El conflicto deriva en una lucha de suníes contra chiíes y cristianos

Decenas de peregrinos chiíes aguardan el riguroso control en la entrada del mausoleo Saida Zeinab, 12 kilómetros al sur de Damasco y uno de los lugares de peregrinación más importantes del mundo para la confesión. Sus puertas las custodian hombres de Hezbolá, partido-milicia libanés aliado del régimen sirio y considerado terrorista por Estados Unidos y la Unión Europea. Las calles fronterizas, designadas zona militar, son patrulladas por el Ejército sirio. Y a dos kilómetros se encuentra el frente desde donde rugen los combates contra rebeldes suníes.

El mausoleo de Saida Zeinab se ha convertido en el símbolo de la sectarización religiosa de la guerra siria. El afán de protegerlo ante el avance rebelde fue la razón que Hasán Nasralá, líder de Hezbolá, expuso cuando en abril de 2013 admitió su injerencia en el conflicto. La milicia defendió conjuntamente con el Ejército sirio el mausoleo de los ataques rebeldes y recuperaron sus alrededores hace exactamente un año. En la franja oeste, fronteriza con Líbano, milicianos libaneses chiíes y soldados sirios combaten codo con codo. Esta vez, según alusiones de Nasralá, para frenar la amenaza yihadista. Grupos rebeldes suníes sirios respondieron a las palabras del líder de Hezbolá con una oleada de atentados en feudos chiíes libaneses y la extensión de los enfrentamientos a territorio libanés.

Um Alí, de 38 años y madre de cuatro, reza ante la tumba de Saida Zeinab. “Vivíamos en Yubar [periferia de Damasco], pero cuando los armados entraron tuvimos que salir con lo puesto. Si ven a un chií le cortan la cabeza”, relata. “Irán nos proporciona una pensión de 40 euros mensuales y casa. El resto lo aporta mi marido, que es funcionario”, añade. Al igual que ella, otras mujeres relatan cómo, tras huir del avance de rebeldes suníes, han buscado refugio en barrios cristianos o en bolsas de población chií como el barrio de Saida Zeinab.

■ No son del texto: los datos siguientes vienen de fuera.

PR #40, opened 2022-03-29
chore: fix up rest types

kvcache:
cache name and key are in the path, so let's treat them as strings
in the http path bindings.


proto/httpcache.proto
```diff
@@ -10,14 +10,14 @@ import "google/api/httpbody.proto";
...
+  string cache_name = 1;
+  string cache_key = 2;
   string token = 3;
 }
 
 message _HttpSetRequest {
-  bytes cache_name = 1;
-  bytes cache_key = 2;
+  string cache_name = 1;
+  string cache_key = 2;
```
virratanasangpunth, line 20: What's envoy doing here? Is it base64 encoding?

Do we require that these chars `/` `=` and `+` are percent-encoded?

kvcache: With strings this will only support url path-safe cache names and cache keys. Values are in the body so it _should_ support arbitrary values. Still working on making sure about that part.

virratanasangpunth: Oh I see there's no base64 encoding here for cache_name/cache_key.

virratanasangpunth (approved):

proto/httpcache.proto
kvcache: Right, thanks!

PR #43, opened 2022-04-04
chore: also update the HttpSetRequest to use uint64

tylerburdsall:
Looks like we also need to change this type to `uint64` so that our HttpClient is also compatible


kvcache (approved):
yup

virratanasangpunth (approved):

PR #44, opened 2022-04-08
chore: change HttpSetRequest cache_body to an HttpBody

tylerburdsall:


kvcache (approved):
Note: This breaks `/cache/set/` for any HTTP client that supports alpn H2 (e.g., curl). For curl specifically you can work around with `--http1.1` but not all clients are expected to have trivial workarounds.

PR #45, opened 2022-04-18
feat: add protos for ListSigningKeys

tylerburdsall:
First step for `ListSigningKeys` support


proto/controlclient.proto
```diff
@@ -55,3 +56,17 @@ message _RevokeSigningKeyRequest {
 
 message _RevokeSigningKeyResponse {
 }
+
+message _SigningKey {
+  string key = 1;
```
virratanasangpunth, line 61: `key_id` you mean?

tylerburdsall: Yup, thank you for catching this!

proto/controlclient.proto
```diff
@@ -55,3 +56,17 @@ message _RevokeSigningKeyRequest {
 
 message _RevokeSigningKeyResponse {
 }
+
+message _SigningKey {
+  string key_id = 1;
+  uint64 expires_at = 2;
```
kvcache, line 62: Nit: I fully realize nothing else in here is commented. Would you consider putting comments on the fields in these new messages?

proto/controlclient.proto
```diff
@@ -55,3 +56,17 @@ message _RevokeSigningKeyRequest {
...
+}
+
+message _ListSigningKeysRequest {
+  string next_token = 1;
```
kvcache, line 66: I remain saddened that we don't use streaming responses for these.

kvcache (commented):
nits no blockers

proto/controlclient.proto
tylerburdsall: Sure thing!

proto/controlclient.proto
tylerburdsall: > I remain saddened that we don't use streaming responses for these.

Yeah, I would like that too and it seems like we aren't using pagination atm. I wanted to keep this here to at least maintain similar patterns

kvcache (approved):

PR #46, opened 2022-04-21
chore: add necessary lines to easily support updates to Go SDK

tylerburdsall:
Added necessary lines to make it easier to copy over to https://github.com/momentohq/client-sdk-go when making proto changes

### DIFF
--- a/proto/cacheclient.proto
+++ b/proto/cacheclient.proto
@@ -1,5 +1,6 @@
 syntax = "proto3";
 
+option go_package = "github.com/momentohq/client-sdk-go;client_sdk_go";
 option java_multiple_files = true;
 option java_package = "grpc.cache_client";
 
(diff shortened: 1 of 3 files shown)


poppoerika (commented):
Thank you for adding go package option!
Could you also add README or something to show which command we can use to generate files from the protos in the `proto` directory? 
I'd assume this won't be the last time to generate files from new protos.

tylerburdsall:
> Thank you for adding go package option! Could you also add README or something to show which command we can use to generate files from the protos in the `proto` directory? I'd assume this won't be the last time to generate files from new protos.

Sure thing @poppoerika  I will be making those changes in the `client-sdk-go` package since it appears as though they need to be generated from that package instead of this repo

poppoerika (approved):

PR #48, opened 2022-04-25
[DO NOT MERGE] chore: make compatible with .NET Framework 4.5.2

### LINKED ISSUE #47: [csharp] Fork this repo and make it compatible with `netstandard1.2`
Original ticket: https://github.com/momentohq/client-sdk-csharp/issues/48
In order to use proto generated files in our C# SDK, we need to update the project file to include `netstandard1.2` and use `Grpc.Core` instead of`Grpc.Net.Client`.

poppoerika:
We don't want to merge this pr since we want to have a separate branch `clientProtosDotNetFramework4.5.2` for older .NET Frameworks without affecting users with more recent .NET Frameworks/Cores.
Relevant conversations: https://github.com/momentohq/client-sdk-csharp/pull/49
Relevant ticket: https://github.com/momentohq/client-sdk-csharp/issues/48

- Use `Grpc.Core` instead of `Grpc.Net.Client` to support .NET Framework 4.5.2
- I think we need to manually generate files from the proto in a Windows Server 2012 R2 instance and upload it to the artifactory since Windows Server 2022/2019 are the only GitHub-Hosted runners which don't support .NET Framework less than 4.7.2/4.8.
https://github.com/actions/virtual-environments/blob/main/images/win/Windows2022-Readme.md#net-framework
https://github.com/actions/virtual-environments/blob/main/images/win/Windows2019-Readme.md#net-framework

Closes #47

### DIFF
--- a/csharp/Momento.csproj
+++ b/csharp/Momento.csproj
@@ -2,6 +2,7 @@
 
   <PropertyGroup>
     <TargetFramework>netstandard2.1</TargetFramework>
+    <TargetFrameworkVersion>v4.5.2</TargetFrameworkVersion>
   </PropertyGroup>
 
 <ItemGroup>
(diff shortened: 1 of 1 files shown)


eaddingtonwhite:
@poppoerika can we close this based off your findings on other ticket on GRPC support for older versions of .net?

danielamiao (commented):
Echoing Ellery's comment, we should close off this PR since it seems Grpc.Core won't work for us either.

PR #51, opened 2022-05-09
feat: Add proto declarations for dictionary.

### LINKED ISSUE #50: Add public protos for new HashMap apis

malandis:
Closes #50 

Add the rpc method declarations for DictionaryGet, DictionaryGetAll DictionarySet and the associated request and response messages. Terminology:
- dict, dictionary: a data structure that supports key-based indexing
- dictionary name: the name of a dictionary stored in momento (ie the cache key for the dictionary)
- dictionary key: a key to index into a dictionary
- dictionary value: the value corresponding to a key in a particular dictionary (ie `dictionary_value = dictionary_name.get(dictionary_key)`)

The following summarizes the methods:

- DictionaryGet: request the dictionary value for the dictionary key `dictionary_key` from a dictionary `dictionary_name`. The response message is identical to that of `_GetResponse`
- DictionaryGetAll: request the entire dictionary `dictionary_name` from the cache. The response message is parallel to `_DictionaryGetResponse` except the value to return is a list `DictionaryKeyValuePair`*.
- DictionarySet: upsert a dictionary `dictionary_name` with the keys and values from `dictionary_body`*. Consistent with the rest of the API, keys and values are bytes. The response message is identical to that of `_SetResponse`.

* Note protobuf does have a `map` type, which would be helpful here. Unfortunately it does not permit bytes as keys or values. Hence to represent `map<bytes, bytes>`, we use a repetition of `DictionaryKeyValuePair` messages, each of which defines a `key` (`bytes`), and `value` (`bytes`).

### DIFF
--- a/proto/cacheclient.proto
+++ b/proto/cacheclient.proto
@@ -20,9 +20,9 @@ service Scs {
   rpc Get (_GetRequest) returns (_GetResponse) {}
   rpc Set (_SetRequest) returns (_SetResponse) {}
   rpc Delete (_DeleteRequest) returns (_DeleteResponse) {}
-  rpc HashGet (_HashGetRequest) returns (_HashGetResponse) {}
-  rpc HashGetAll (_HashGetAllRequest) returns (_HashGetAllResponse) {}
-  rpc HashSet (_HashSetRequest) returns (_HashSetResponse) {}
+  rpc DictGet (_DictGetRequest) returns (_DictGetResponse) {}
+  rpc DictGetAll (_DictGetAllRequest) returns (_DictGetAllResponse) {}
+  rpc DictSet (_DictSetRequest) returns (_DictSetResponse) {}
 }
 
 message _GetRequest {
@@ -52,38 +52,38 @@ message _SetResponse {
   string message = 2;
 }
 
-message _HashGetRequest {
-  bytes cache_hash_name = 1;
-  bytes cache_hash_key = 2;
+message _DictGetRequest {
+  bytes dict_name = 1;
+  bytes dict_key = 2;
 }
 
-message _HashGetResponse {
+message _DictGetResponse {
   ECacheResult result = 1;
   bytes cache_body = 2;
   string message = 3;
 }
 
-message _HashGetAllRequest {
-  bytes cache_hash_name = 1;
+message _DictGetAllRequest {
+  bytes dict_name = 1;
 }
 
-message HashKeyValuePair {
+message DictKeyValuePair {
   bytes key = 1;
   bytes value = 2;
 }
 
-message _HashGetAllResponse {
+message _DictGetAllResponse {
   ECacheResult result = 1;
-  repeated HashKeyValuePair cache_body = 2;
+  repeated DictKeyValuePair dict_body = 2;
   string message = 3;
 }
 
-message _HashSetRequest {
-  bytes cache_hash_name = 1;
-  repeated HashKeyValuePair mapping = 2;
+message _DictSetRequest {
+  bytes dict_name = 1;
+  repeated DictKeyValuePair dict_body = 2;
 }
 
-message _HashSetResponse {
+message _DictSetResponse {
   ECacheResult result = 1;
   string message = 2;
 }
--- a/proto/cacheclient.proto
+++ b/proto/cacheclient.proto
@@ -67,15 +67,20 @@ message _HashGetAllRequest {
   bytes cache_hash_name = 1;
 }
 
+message HashKeyValuePair {
+  bytes key = 1;
+  bytes value = 2;
+}
+
 message _HashGetAllResponse {
   ECacheResult result = 1;
-  map<bytes, bytes> cache_body = 2;
+  repeated HashKeyValuePair cache_body = 2;
   string message = 3;
 }
 
 message _HashSetRequest {
   bytes cache_hash_name = 1;
-  map<bytes, bytes> mapping = 2;
+  repeated HashKeyValuePair mapping = 2;
 }
 
 message _HashSetResponse {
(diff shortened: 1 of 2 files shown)


proto/cacheclient.proto
```diff
@@ -48,3 +51,39 @@ message _SetResponse {
   ECacheResult result = 1;
   string message = 2;
 }
+
+message _HashGetRequest {
+  bytes cache_hash_name = 1;
+  bytes cache_hash_key = 2;
```
kvcache, line 57: Maybe just hash_name and hash_key? They're going to be handled quite differently so maybe it would be confusing to overlap the names.

proto/cacheclient.proto
```diff
@@ -48,3 +51,34 @@ message _SetResponse {
   ECacheResult result = 1;
   string message = 2;
 }
+
+message _HashGetRequest {
```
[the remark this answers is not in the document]
cprice404: to paraphrase kenny's point, he pointed out that there are many different names for this data structure in different tools/languages.  hash, associative array, map, object, dictionary.  And we shouldn't consider ourselves locked into one noun that our competitors use.

I think "map" and "object" are too overloaded.  I think "associative array" is too wordy.

I like "dict" and "hash" the best.  Personally I would tie-break between those two in favor of "dict" simply because the word "hash" is also kind of overloaded in programming.  "dict" doesn't really have any other meanings.

So I'd probably vote for `Dict*`, but `Hash*` would be my second choice.

proto/cacheclient.proto
```diff
@@ -48,3 +51,39 @@ message _SetResponse {
...
+}
+
+message HashKeyValuePair {
+  bytes key = 1;
+  bytes value = 2;
+}
+
+message _HashGetAllResponse {
+  ECacheResult result = 1;
+  repeated HashKeyValuePair cache_body = 2;
```
kvcache, line 77: I think this should be hash_body

cprice404 (commented):
🙈 other than naming considerations.

proto/cacheclient.proto
```diff
@@ -48,3 +51,39 @@ message _SetResponse {
...
+  string message = 3;
+}
+
+message _HashSetRequest {
+  bytes cache_hash_name = 1;
+  repeated HashKeyValuePair mapping = 2;
```
kvcache, line 83: With this type you'll also need to provide a hash_delete() api with a key list

kvcache (commented):
Few thoughts mostly looks fine

proto/cacheclient.proto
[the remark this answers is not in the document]
kvcache: Thanks Chris. If we're open to this I prefer Dict too because we also say hash as a verb. Dicts are not verbs though and imo are a better naming candidate for this new noun in our api surface.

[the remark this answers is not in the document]
malandis: > did we bottom out on `Hash` as the noun here? Kenny had left some comments somewhere that I thought were interesting on this topic.

No. I wanted to field this for broader discussion.

I agree with Kenny's points that "hash" is not the best. A hash could be a hash table, a hash function, the image of a hash function, a hashmap, ... etc. Also hashing is a particular way to implement a dictionary. I don't see anyone clamoring for the name "RedBlackTreeMap".

`map` could be the `map` higher-order function. `object` is vague and `associative array` is too long like you said. I think Dict* could be good.

mjindalmotiv8:
I am fine with this once you have addressed the changes suggested by Kenny and Chris!! 

Thanks for the changes!!

proto/cacheclient.proto
malandis: Depending how much granularity we want:
(1) delete the entire hash from momento (no key list required)
(2) delete a list of keys

proto/cacheclient.proto
malandis: Using the dictionary terminology, would a better name for this just be "dictionary"?

proto/cacheclient.proto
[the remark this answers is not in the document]
malandis: Renamed Hash->Dict.

proto/cacheclient.proto
malandis: Changed to "dict_name" and "dict_key"

proto/cacheclient.proto
kvcache: You'll have _name in other places so for consistency maybe use _name and _body

malandis:
@cprice404 @kvcache @mjindalmotiv8 : regarding `DictSet` -- in the current implementation we pass a repetition of `DictKeyValuePair`s. Are there any pros/cons of doing this vs making the method streaming request on a single `DictKeyValuePair`?

proto/cacheclient.proto
kvcache: Deleting the entire hash will prooooobably be done via the scs delete api. I think you're looking at needing (2).

proto/cacheclient.proto
malandis: Done

kvcache:
Thanks for the rename. I prefer Dict over Hash for clarity but tbh Dictionary sounds even better to my ears. It's more compatible with folks who don't enunciate all consonants and people can still say dict if they want to without ambiguity. Personally I like to steer clear of words that sound like "dick" in api naming and Dictionary is not an onerous thing to type.

proto/cacheclient.proto
malandis: I'll leave this for a separate PR. Current ask if for Get, Set, and GetAll.

cprice404 (dismissed):
thanks, i like this better than Hash personally :)

malandis:
I bumped the rust protobuf dep to resolve the failing rust build.

eaddingtonwhite (approved):
This is looking good to me @malandis nice job! I like where we landed on names as well thanks for going on that journey :). Maybe let few others who were on this give 👍 as well but +1 from me on 🚢 this.

mjindalmotiv8 (approved):

malandis:
Re-opening this for discussion as this may have been overlooked. I want to make clear we punted on TTL for dictionaries. This is why the DictionarySetRequest message does not have a ttl_milliseconds field like SetRequest does. Any objections?

PR #52, opened 2022-05-13
feat: add auth proto for login

kvcache:
Includes the Auth service stub with the inaugural Login api.

I've @'d a wide audience for FYI's. @rlinehan please do look!


proto/momento/auth.proto
```diff
@@ -0,0 +1,42 @@
...
+option java_package = "momento.auth";
+
+package momento.auth;
+
+service Auth {
+  rpc Login (_LoginRequest) returns (stream _LoginResponse) {}
+}
+
+message _LoginRequest {
+}
```
eaddingtonwhite, line 13: So this would be autheticated request with our JWT used to get sso login url? Just seems bit funny to me to have an authenticated request called _LoginRequest. Maybe more clear to call `SsoLogin`/ `_SsoLoginRequest`?

proto/momento/auth.proto
```diff
@@ -0,0 +1,42 @@
...
+
+message _LoginResponse {
+  oneof state {
+    DirectBrowser direct_browser = 1;
+    LoggedIn logged_in = 2;
+    Message message = 3;
+    Error error = 4;
```
eaddingtonwhite, line 20: How do I get into the DirectBrowser or Message state during a login? Are those intermediary states on users path  to LoggedIn status? Just confused how I get into either of those states here. LoggedIn or Error seems clear to me.

proto/momento/auth.proto
kvcache: > So this would be autheticated request with our JWT used to get sso login url?

No. This is untrusted callers asking to log in.

> Just seems bit funny to me to have an authenticated request called _LoginRequest.

It would be yes, but no - this is how unauthenticated users become authenticated users.

HMU on slack if you'd like to have a deeper conversation on the topic!

proto/momento/auth.proto
kvcache: These are tools for SDK writers to implement the login flow. I will consume these states in `momento`. Their semantics are briefly described on the respective messages' definitions.

Each of these messages is a command from the service telling the login process on the client machine what to do.
* DirectBrowser tells the client machine to... direct a browser to the url.
* LoggedIn tells the client machine that the user has logged in (and gives it the session token).
* Message delivers a message destined for the user (implemented, e.g., via printf)
* Error tells the client that something went wrong, and a description of what.
* The end of the grpc `stream` response indicates that the login is done. LoggedIn and Error happen to be the 2 intended final state messages.

I don't think you're asking for an exhaustive listing of all defined oauth2 login dispositions but I'm not sure what you're looking for otherwise. I can point you to the server-side workflow implementation that is already checked in if you like?

eaddingtonwhite: I see this helps! I think was just just confused on how this was used as stream back and forth. You descriptions helped me visualize more and makes sense 👍 .

proto/momento/auth.proto
eaddingtonwhite: Ok that makes sense to me then didn't know if this would be started totally unauthenticated from cli I think if thats case then this name is good 👍

eaddingtonwhite (approved):
LGTM seems pretty straight forward! Excited to see this working e2e.

proto/momento/auth.proto
kvcache: Yeah, today we don't have any unauthenticated -> authenticated API edge beyond an email. This will bring users in via normal identity provider idioms and establish a repeatable identity securely. It's going to be real neato.

proto/momento/auth.proto
kvcache: cool - yeah, login is actually is a one-way stream. The IDP flow is out-of-band and happens (at least in this iteration) via the DirectBrowser state though we might have other flows for special cases in the future.

proto/momento/auth.proto
```diff
@@ -0,0 +1,42 @@
+syntax = "proto3";
```
rlinehan, line 1: Since this is a public repo and this is still in flux, do you think it would make sense to leave a comment at the top? Not entirely sure how much attention this code is getting, but it is going to be a minute since this is all implemented?

rlinehan (approved):
This looks good to me and matches my understanding of what we're going to need here!

proto/momento/auth.proto
```diff
@@ -0,0 +1,42 @@
...
+
+option java_multiple_files = true;
+option java_package = "momento.auth";
+
+package momento.auth;
+
+service Auth {
+  rpc Login (_LoginRequest) returns (stream _LoginResponse) {}
```
cprice404, line 9: This isn't entirely related to this PR, but the way this is trending it seems as though this will be a cellular login endpoint.  Have we had any discussion about how this would relate to / interact with any global state that we might want to store about auth?  Or are we planning for all of our auth state to be entirely cellular?

kvcache: will slack you

proto/momento/auth.proto
kvcache: If someone tries to use it they'll get a fine message back from grpc like `Error invoking method "momento.Auth/Login": target server does not expose service "momento.Auth"`. We don't currently offer support for people writing their own clients & the Auth service will soon be a fully supported service. I don't really want to add disclaimers to it <3

rlinehan: Cool that makes sense. Just wanted to check.

kvcache: Yeah, it's a worthwhile thing to talk about! In general I'm okay with putting production-destined api definitions in production locations. This one is pretty well-understood and has a pattern we're laying down right now so it shouldn't be too much of an upset to have the proto definitions ahead of the implementation's availability.

PR #53, opened 2022-05-13
feat: Adding support for PUTs

mjindalmotiv8:
Unfortunately need to declare this as a separate RPC because only oneof PUT or POST is allowed. Still needs to be verified with cacheservice which I will do shortly.


tylerburdsall (approved):
Approving if the tests work out

kvcache (approved):
mmhmm

PR #792, opened 2022-05-16
Quantity selection & routing

magnusjohn-bjss:


Okechukwu802 (approved):

src/NHSD.GPIT.BuyingCatalogue.Services/Routing/Providers/SelectServiceRecipientsProvider.cs
```diff
@@ -0,0 +1,74 @@
...
+                    RouteValues = new
+                    {
+                        routeValues.InternalOrgId,
+                        routeValues.CallOffId,
+                        routeValues.CatalogueItemId,
+                    },
+                };
+            }
+
+            // TODO: Error page if no published prices?
```
ghost, line 59: Error page and logging an exception/error sounds wise. We do have guards around the published status of a solution so there should always be a list price associated with an item. I'd only expect this to be hit where some database changes have occurred that corrupt the data, hence why logging is needed so we can figure out what went wrong here.

bjss-colin (approved):

PR #808, opened 2022-06-06
Bump Nuget Versions, Fix Validators and Delete UI Component E2E Tests

leerogers-bjss:
Update all nuget packages to the latest version

Delete the UI.Components.E2E tests project.

Update all Validators to remove any asynchronous functions and make the synchronous (requires for fluentvalidation v11)
Remove all calls to .Casecade(Behaviour.Stop) because it is now being defined at a global level

Change IWebHost to IHost in Integration tests due to IWebHost initialization being depreciated in .net core 3.0.


steves-bjss (changes requested):
The xUnit versions appear to be mismatched across the projects - some are 2.4.1 and others are 2.4.2-pre.12.  

Could we make them consistant please and also confirm if we want to upgrade to a pre-release version of xUnit.  Thanks!

steves-bjss (approved):

PR #821, opened 2022-06-22
Review order pdf

magnusjohn-bjss:


bjss-colin (approved):
Looks good, nice simplification of the calculation logic.

steves-bjss (approved):

PR #830, opened 2022-06-30
add estimation period for quantity

leerogers-bjss:
Rename estimation period on order item price to billing period.

update order form quantity pages to display different content depending on the estimation period.

Add RangeDefinition logic to flat price tests.

Add SetOrderItemEstimation Tests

“Nos sentimos más seguras con otras minorías”, asegura la vecina de rezo de Um Alí. A su lado, un grupo de peregrinas libanesas asiente. “Para nosotras tampoco son seguras las zonas suníes en Líbano. Si no fuera por Hezbolá, ya hace tiempo que los yihadistas habrían llegado a Dahie [periferia de Beirut y feudo chií]”, explica Abir Bzeih, que junto con otras 57 libanesas hace el peregrinaje desde Líbano.

El sectarismo que domina la política libanesa, dividida entre un bloque suní y otro chií, se extiende progresivamente a la vecina Siria al tiempo que ésta rebota el conflicto al Líbano. Un intercambio que ha unido a combatientes suníes sirios y libaneses en dos frentes: uno contra Hezbolá y el Ejército libanés en Líbano, y otro contra el Ejército sirio y Hezbolá en Siria.

En cuanto a los cristianos, los sirios cerraron filas junto al régimen de Bachar el Asad desde un principio. Los libaneses, que en un inicio se oponían a Hezbolá, apoyan hoy a una milicia que ven como una barrera ante el avance de yihadistas del Frente al Nusra (filial de Al Qaeda en Siria) y del Estado Islámico (EI) en territorio libanés.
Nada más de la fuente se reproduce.